[Assignment]: Print this span of the material below exactly: the line with "### LINKED ISSUE", the line with "Since LibreSwan provides", and every line between them, but nothing else.

######

PR #745, opened 2017-06-18
Verify LibreSwan source code with GPG signatures

### LINKED ISSUE #642: Validate Libreswan source code with GPG keys
Libreswan provides .asc signature files for integrity verification; Streisand should use those instead of the file SHA256 checksum.

alimakki:
Since LibreSwan provides signature files for integrity verification, we should elect to use them whenever possible.

To accomplish this, the PR refactors the `download-and-verify` task previously part of the `streisand-mirror` into its own separate role, making it generic and re-usable; an example invocation being:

######

[Result]:
### LINKED ISSUE #642: Validate Libreswan source code with GPG keys
Libreswan provides .asc signature files for integrity verification; Streisand should use those instead of the file SHA256 checksum.

alimakki:
Since LibreSwan provides signature files for integrity verification, we should elect to use them whenever possible.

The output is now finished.